Exercise directions.
Every line of the data is to be output verbatim.

Recorded data.
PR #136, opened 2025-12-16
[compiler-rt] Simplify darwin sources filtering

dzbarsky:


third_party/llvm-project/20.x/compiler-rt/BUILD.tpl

Exercise output.
PR #136, opened 2025-12-16
[compiler-rt] Simplify darwin sources filtering

dzbarsky:


third_party/llvm-project/20.x/compiler-rt/BUILD.tpl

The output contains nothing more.